**Exercise details**
The expected output is each line below containing "environments", copied in full.

**Supplied information**

————————

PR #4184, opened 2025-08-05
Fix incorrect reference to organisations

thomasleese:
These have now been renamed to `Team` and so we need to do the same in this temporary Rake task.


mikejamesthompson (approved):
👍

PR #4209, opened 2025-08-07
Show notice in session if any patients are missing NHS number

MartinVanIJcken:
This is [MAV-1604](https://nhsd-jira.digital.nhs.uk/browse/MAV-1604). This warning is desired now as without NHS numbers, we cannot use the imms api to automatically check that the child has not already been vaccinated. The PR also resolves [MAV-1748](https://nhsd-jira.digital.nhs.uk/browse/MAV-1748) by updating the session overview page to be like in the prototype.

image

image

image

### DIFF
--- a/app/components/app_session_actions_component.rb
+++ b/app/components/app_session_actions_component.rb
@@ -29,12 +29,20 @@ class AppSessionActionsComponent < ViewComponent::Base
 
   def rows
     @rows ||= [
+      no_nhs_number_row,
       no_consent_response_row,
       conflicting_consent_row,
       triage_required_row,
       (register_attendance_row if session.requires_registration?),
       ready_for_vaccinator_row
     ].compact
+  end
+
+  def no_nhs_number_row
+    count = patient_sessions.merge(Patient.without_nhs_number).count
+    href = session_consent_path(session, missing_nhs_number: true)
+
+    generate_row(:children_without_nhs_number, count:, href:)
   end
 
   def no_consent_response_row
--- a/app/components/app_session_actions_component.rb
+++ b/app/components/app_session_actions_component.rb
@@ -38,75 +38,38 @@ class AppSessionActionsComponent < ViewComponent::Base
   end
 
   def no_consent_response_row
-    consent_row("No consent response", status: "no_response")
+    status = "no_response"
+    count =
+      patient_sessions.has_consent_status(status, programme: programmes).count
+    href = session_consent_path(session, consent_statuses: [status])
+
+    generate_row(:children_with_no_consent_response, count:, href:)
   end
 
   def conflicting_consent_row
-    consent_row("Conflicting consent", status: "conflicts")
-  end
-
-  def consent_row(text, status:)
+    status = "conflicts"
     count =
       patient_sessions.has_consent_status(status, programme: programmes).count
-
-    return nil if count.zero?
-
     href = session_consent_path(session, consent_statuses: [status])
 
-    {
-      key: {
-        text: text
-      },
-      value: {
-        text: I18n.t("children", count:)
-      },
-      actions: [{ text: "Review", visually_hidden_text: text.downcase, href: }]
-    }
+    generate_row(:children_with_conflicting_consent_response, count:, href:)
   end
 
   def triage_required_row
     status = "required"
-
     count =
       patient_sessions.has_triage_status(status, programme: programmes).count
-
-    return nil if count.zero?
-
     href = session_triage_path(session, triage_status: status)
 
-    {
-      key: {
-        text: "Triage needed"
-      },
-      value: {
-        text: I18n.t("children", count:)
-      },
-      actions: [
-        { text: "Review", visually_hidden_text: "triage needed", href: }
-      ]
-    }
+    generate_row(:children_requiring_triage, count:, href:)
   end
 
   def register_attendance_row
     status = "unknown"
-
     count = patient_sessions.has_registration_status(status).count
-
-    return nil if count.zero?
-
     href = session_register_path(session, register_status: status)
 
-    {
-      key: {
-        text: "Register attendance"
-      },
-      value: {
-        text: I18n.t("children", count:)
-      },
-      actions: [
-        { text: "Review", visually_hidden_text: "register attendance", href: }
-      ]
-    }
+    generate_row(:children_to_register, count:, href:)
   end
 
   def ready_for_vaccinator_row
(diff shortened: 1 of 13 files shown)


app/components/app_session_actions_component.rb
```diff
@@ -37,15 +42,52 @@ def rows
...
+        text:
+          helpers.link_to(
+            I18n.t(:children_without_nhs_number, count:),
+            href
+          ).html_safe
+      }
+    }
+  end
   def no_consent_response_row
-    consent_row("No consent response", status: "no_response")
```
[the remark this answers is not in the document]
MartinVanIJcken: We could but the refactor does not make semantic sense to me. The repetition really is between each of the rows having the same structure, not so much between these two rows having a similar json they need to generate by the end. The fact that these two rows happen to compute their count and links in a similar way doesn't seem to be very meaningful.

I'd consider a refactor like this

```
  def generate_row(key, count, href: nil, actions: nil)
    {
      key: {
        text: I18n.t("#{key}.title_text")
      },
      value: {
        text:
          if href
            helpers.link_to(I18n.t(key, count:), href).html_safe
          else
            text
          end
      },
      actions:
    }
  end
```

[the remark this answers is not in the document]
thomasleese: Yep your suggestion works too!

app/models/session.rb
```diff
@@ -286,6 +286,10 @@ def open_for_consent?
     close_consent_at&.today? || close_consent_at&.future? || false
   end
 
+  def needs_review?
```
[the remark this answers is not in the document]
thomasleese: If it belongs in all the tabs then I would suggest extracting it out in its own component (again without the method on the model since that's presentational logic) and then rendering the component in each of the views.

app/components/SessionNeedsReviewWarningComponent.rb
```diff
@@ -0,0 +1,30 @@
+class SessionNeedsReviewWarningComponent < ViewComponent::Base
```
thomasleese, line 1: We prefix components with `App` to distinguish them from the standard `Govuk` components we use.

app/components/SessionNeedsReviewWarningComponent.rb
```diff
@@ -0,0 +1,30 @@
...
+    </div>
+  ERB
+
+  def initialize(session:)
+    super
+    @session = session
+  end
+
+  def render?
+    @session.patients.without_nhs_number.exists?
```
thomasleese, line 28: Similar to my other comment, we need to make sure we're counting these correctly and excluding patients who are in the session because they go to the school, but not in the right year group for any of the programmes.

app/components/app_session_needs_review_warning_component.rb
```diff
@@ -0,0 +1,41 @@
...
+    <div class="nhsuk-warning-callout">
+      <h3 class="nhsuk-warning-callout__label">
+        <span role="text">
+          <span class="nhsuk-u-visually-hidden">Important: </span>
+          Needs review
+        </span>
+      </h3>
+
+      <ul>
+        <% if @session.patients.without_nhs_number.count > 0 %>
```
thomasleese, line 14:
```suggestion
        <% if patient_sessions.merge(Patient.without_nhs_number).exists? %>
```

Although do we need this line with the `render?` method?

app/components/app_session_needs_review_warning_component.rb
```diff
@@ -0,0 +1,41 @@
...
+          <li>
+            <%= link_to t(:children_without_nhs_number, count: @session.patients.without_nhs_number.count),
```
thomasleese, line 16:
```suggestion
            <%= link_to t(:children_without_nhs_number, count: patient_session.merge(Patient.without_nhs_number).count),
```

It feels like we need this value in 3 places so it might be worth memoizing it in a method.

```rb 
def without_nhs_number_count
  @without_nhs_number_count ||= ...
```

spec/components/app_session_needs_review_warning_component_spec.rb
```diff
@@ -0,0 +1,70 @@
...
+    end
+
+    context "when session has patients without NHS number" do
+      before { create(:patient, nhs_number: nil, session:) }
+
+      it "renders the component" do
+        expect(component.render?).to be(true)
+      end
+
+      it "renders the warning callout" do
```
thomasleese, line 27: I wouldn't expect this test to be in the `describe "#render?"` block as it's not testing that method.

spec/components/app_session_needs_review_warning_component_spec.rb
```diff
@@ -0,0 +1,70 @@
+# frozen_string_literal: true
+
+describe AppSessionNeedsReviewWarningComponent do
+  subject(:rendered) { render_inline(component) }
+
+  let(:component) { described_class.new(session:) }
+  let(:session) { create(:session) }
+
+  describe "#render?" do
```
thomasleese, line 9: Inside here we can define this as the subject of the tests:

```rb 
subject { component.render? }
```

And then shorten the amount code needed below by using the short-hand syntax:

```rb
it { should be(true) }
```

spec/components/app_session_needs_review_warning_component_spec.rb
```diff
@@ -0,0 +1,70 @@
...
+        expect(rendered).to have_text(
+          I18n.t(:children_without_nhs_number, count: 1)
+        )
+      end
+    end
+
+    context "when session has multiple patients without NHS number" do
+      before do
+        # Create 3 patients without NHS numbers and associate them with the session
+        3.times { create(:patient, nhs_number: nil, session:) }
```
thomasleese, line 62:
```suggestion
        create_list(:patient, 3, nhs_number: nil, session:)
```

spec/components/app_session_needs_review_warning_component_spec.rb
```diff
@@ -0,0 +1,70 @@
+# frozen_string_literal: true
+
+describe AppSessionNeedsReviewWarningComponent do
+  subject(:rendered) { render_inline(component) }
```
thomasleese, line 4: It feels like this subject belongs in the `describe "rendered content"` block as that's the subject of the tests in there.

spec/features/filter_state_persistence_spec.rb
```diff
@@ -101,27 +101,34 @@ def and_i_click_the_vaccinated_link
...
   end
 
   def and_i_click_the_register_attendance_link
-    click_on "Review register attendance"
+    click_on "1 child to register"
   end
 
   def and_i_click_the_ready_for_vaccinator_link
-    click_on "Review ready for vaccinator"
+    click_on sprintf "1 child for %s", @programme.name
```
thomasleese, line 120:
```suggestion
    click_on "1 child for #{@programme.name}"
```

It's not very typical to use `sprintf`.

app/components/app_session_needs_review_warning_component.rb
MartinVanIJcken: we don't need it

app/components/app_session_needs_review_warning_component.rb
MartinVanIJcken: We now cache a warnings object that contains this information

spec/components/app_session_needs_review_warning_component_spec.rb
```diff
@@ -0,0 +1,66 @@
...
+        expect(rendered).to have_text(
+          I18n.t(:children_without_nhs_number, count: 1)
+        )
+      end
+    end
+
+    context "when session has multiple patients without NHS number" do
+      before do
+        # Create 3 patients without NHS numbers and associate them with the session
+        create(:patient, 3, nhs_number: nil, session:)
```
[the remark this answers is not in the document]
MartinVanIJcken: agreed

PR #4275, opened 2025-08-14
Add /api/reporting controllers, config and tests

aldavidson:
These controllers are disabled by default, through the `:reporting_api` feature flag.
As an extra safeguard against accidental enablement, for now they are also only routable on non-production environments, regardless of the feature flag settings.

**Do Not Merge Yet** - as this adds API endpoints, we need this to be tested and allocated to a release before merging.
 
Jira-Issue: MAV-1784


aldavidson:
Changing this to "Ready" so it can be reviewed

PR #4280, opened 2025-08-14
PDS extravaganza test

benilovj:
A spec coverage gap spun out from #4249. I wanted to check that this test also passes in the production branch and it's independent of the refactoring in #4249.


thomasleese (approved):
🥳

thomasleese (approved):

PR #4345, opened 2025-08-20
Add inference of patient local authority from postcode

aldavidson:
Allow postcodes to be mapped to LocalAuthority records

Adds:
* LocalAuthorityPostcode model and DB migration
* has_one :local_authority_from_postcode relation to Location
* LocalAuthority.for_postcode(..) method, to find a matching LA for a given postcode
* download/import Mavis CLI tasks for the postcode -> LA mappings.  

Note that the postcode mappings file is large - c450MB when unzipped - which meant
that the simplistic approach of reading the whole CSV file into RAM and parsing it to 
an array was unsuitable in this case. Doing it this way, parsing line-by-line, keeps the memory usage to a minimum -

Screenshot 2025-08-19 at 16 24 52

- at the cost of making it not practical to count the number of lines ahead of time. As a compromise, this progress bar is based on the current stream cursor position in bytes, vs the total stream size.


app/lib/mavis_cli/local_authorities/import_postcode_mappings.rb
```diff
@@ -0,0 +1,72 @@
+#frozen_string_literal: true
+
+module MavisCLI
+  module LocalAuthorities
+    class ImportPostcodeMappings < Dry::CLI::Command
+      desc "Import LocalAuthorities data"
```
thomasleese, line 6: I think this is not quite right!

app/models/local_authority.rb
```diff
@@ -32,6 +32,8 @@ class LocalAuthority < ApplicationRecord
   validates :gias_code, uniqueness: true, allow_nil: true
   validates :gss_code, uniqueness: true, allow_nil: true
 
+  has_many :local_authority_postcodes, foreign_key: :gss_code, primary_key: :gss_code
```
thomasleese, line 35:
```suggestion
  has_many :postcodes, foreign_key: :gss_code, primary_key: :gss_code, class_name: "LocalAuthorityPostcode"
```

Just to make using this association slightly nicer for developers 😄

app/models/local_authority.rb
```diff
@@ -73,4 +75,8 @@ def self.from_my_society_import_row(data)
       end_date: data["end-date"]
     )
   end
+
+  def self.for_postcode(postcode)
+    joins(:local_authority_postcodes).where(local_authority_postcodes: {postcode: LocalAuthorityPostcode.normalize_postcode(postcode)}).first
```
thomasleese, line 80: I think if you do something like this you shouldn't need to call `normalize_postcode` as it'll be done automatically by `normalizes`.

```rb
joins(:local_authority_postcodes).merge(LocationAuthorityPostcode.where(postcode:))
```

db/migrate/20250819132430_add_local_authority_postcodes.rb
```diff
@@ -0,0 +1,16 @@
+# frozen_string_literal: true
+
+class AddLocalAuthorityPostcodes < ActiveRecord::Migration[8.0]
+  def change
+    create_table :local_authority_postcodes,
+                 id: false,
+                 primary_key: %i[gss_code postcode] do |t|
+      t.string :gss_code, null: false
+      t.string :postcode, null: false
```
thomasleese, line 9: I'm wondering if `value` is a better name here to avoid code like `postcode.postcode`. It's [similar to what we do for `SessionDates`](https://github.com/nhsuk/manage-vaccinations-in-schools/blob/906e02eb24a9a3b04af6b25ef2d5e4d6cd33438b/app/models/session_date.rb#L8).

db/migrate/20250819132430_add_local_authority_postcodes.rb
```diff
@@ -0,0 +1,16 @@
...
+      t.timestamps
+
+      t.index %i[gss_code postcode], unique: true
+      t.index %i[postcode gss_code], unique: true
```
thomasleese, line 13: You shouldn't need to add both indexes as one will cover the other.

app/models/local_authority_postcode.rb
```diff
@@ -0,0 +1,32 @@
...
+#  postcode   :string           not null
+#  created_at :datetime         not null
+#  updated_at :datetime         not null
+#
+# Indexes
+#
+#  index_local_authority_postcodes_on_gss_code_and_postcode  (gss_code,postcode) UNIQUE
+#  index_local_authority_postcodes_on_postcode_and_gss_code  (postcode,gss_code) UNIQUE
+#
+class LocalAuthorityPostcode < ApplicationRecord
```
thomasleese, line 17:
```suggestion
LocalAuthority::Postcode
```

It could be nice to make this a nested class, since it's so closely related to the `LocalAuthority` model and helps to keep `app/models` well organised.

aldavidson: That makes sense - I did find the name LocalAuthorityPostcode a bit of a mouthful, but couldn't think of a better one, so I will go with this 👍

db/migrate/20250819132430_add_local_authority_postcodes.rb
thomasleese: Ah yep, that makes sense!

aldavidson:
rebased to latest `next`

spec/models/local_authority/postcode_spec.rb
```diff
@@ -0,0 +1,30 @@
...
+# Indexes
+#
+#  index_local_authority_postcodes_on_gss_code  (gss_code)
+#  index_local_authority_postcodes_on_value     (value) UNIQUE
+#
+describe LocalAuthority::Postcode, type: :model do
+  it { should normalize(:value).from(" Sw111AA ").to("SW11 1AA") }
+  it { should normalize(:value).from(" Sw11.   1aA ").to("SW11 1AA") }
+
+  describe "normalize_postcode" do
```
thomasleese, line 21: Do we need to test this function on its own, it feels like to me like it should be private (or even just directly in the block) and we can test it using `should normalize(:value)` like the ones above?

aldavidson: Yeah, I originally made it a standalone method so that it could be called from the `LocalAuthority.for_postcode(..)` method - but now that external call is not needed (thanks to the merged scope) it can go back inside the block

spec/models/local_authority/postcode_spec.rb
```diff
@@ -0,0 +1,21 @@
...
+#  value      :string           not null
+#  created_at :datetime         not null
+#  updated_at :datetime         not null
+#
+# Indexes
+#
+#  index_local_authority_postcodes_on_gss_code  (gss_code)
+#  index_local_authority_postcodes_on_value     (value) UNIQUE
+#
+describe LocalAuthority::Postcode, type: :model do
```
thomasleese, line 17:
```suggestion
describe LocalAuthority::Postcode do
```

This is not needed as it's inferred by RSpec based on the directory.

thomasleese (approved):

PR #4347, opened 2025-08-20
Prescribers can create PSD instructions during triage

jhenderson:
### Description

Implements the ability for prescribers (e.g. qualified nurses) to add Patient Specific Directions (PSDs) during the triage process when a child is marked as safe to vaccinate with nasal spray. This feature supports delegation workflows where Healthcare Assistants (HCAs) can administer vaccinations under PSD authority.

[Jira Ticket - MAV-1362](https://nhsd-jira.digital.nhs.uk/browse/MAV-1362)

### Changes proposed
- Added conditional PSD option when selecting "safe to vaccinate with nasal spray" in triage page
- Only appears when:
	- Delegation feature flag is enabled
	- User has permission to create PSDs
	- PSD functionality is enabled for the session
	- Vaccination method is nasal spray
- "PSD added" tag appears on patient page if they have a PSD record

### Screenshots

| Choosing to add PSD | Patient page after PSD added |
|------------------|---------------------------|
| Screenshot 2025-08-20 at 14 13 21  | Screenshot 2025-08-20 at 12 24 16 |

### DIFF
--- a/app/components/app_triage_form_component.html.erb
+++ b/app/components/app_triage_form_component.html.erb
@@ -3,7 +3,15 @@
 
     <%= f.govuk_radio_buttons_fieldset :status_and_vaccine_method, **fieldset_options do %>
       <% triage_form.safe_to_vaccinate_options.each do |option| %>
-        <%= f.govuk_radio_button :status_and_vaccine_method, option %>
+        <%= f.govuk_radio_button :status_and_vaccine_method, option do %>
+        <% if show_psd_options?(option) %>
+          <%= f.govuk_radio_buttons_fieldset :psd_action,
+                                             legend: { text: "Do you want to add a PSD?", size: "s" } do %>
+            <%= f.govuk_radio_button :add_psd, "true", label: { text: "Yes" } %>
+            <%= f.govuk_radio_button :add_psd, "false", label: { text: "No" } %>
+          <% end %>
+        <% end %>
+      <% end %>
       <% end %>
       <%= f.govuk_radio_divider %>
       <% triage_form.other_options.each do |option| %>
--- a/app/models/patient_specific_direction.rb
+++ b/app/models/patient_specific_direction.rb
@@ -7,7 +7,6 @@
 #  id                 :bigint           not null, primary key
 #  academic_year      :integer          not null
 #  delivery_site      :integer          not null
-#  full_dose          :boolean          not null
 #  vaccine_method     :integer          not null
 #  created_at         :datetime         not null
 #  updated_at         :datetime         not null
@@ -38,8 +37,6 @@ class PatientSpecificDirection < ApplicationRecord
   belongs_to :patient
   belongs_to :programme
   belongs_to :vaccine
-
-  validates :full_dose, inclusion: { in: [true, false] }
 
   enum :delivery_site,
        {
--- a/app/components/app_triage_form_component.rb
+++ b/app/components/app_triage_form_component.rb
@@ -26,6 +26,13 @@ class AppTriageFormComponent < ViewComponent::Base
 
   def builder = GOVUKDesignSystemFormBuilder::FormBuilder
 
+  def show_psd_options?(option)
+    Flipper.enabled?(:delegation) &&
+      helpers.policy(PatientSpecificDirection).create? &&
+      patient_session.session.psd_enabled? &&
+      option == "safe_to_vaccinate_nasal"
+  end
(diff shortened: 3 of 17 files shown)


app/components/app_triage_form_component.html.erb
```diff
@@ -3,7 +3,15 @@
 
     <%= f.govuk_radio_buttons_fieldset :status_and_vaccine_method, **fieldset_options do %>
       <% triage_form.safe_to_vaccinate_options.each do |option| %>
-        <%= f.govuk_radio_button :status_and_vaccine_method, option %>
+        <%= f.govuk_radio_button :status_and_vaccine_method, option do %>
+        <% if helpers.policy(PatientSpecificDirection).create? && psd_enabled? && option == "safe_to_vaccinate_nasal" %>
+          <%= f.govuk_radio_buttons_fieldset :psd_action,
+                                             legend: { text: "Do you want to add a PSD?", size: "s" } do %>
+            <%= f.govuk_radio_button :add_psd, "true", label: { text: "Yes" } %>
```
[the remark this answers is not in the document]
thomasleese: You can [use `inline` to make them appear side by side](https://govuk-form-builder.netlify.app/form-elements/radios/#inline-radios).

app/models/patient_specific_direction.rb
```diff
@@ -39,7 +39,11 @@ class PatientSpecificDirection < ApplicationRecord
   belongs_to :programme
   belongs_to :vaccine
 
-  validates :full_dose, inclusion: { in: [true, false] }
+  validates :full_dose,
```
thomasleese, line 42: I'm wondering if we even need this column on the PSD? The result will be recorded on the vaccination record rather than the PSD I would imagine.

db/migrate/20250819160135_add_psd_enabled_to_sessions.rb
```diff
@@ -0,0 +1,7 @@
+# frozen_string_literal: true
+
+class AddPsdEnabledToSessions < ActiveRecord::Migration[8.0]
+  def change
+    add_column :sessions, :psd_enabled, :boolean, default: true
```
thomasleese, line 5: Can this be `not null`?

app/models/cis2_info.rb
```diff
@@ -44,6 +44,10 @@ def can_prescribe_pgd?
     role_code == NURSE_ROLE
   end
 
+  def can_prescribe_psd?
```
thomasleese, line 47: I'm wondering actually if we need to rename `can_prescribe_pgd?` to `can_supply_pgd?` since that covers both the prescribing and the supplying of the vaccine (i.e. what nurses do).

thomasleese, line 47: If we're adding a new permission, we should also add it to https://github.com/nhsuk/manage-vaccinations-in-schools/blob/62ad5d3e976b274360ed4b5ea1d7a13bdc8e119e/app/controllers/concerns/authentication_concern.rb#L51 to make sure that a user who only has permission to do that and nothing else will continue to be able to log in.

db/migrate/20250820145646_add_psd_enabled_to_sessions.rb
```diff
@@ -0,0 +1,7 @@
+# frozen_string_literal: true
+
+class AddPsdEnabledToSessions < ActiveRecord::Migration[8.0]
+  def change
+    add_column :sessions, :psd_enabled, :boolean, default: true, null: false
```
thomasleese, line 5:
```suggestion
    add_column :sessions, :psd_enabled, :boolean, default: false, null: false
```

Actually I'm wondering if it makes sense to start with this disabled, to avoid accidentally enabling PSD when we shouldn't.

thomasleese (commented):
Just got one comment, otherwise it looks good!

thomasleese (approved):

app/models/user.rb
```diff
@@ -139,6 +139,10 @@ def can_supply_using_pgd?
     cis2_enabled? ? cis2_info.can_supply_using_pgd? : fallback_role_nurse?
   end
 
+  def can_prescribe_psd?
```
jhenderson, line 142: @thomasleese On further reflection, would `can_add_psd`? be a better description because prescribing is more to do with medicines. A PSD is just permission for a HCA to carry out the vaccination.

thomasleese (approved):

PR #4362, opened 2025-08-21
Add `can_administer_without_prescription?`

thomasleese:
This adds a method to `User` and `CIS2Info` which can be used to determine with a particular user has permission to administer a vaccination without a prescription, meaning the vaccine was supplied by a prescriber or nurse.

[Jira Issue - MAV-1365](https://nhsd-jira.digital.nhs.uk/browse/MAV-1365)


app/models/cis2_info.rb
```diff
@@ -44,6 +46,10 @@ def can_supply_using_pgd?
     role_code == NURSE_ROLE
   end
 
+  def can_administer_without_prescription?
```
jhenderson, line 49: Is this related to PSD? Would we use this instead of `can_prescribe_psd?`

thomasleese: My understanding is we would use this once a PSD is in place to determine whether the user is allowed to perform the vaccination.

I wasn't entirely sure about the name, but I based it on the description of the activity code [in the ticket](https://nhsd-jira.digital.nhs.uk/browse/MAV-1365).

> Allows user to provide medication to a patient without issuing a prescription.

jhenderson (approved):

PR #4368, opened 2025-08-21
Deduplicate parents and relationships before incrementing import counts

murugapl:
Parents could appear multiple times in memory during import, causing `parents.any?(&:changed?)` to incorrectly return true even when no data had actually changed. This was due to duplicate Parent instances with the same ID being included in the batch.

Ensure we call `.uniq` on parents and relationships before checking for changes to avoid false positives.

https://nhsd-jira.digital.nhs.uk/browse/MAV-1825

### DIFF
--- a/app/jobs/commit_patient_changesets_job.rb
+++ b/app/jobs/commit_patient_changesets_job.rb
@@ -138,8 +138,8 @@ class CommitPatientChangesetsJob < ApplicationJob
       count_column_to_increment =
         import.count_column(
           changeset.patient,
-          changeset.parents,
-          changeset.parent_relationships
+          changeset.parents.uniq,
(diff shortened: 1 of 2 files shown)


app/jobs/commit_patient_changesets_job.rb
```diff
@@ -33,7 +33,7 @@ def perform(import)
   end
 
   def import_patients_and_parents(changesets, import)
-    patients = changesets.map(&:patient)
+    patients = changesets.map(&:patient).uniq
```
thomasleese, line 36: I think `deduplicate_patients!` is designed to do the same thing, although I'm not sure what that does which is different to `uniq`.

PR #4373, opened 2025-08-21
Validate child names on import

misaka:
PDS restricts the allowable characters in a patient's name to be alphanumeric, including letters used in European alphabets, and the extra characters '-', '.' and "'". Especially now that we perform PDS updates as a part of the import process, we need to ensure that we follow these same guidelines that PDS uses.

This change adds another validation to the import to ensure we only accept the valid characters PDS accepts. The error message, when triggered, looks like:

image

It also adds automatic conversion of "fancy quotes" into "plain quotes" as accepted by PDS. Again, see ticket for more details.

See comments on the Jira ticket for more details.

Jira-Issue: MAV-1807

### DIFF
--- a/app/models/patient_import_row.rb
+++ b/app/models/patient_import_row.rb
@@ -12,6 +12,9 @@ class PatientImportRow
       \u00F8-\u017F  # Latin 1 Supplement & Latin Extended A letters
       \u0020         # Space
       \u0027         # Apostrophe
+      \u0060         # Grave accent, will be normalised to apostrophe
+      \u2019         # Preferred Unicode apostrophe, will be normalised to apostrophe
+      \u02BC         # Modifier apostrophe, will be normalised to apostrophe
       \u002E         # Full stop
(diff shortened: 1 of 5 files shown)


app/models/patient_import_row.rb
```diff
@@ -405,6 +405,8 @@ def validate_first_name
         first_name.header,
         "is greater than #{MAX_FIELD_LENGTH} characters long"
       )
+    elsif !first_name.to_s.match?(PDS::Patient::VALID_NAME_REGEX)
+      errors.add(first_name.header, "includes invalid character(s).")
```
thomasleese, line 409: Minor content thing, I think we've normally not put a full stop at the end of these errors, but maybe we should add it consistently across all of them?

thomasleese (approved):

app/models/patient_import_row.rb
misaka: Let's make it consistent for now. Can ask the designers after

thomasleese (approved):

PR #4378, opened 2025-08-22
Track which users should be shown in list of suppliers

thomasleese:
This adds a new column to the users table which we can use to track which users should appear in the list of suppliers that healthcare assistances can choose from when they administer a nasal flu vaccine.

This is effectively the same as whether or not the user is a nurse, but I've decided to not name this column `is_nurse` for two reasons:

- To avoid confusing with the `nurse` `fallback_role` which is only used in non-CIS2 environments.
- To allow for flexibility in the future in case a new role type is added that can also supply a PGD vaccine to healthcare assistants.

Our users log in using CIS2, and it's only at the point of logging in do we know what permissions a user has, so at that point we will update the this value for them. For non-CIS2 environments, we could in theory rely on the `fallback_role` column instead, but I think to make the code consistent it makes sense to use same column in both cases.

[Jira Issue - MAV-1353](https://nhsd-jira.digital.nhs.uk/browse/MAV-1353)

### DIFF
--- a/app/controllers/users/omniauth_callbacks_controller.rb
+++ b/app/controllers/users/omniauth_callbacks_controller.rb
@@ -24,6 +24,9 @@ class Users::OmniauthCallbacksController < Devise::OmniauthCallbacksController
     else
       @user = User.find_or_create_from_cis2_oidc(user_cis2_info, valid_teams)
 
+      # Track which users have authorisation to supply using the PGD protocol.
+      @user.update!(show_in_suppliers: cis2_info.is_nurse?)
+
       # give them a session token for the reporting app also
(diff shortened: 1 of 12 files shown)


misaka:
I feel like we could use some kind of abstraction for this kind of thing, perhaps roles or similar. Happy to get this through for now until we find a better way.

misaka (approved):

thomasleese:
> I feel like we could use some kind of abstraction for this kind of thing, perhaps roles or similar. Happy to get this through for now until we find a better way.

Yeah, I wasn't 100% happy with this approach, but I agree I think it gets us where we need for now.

————————

**Answer section**
As an extra safeguard against accidental enablement, for now they are also only routable on non-production environments, regardless of the feature flag settings.
- To avoid confusing with the `nurse` `fallback_role` which is only used in non-CIS2 environments.
Our users log in using CIS2, and it's only at the point of logging in do we know what permissions a user has, so at that point we will update the this value for them. For non-CIS2 environments, we could in theory rely on the `fallback_role` column instead, but I think to make the code consistent it makes sense to use same column in both cases.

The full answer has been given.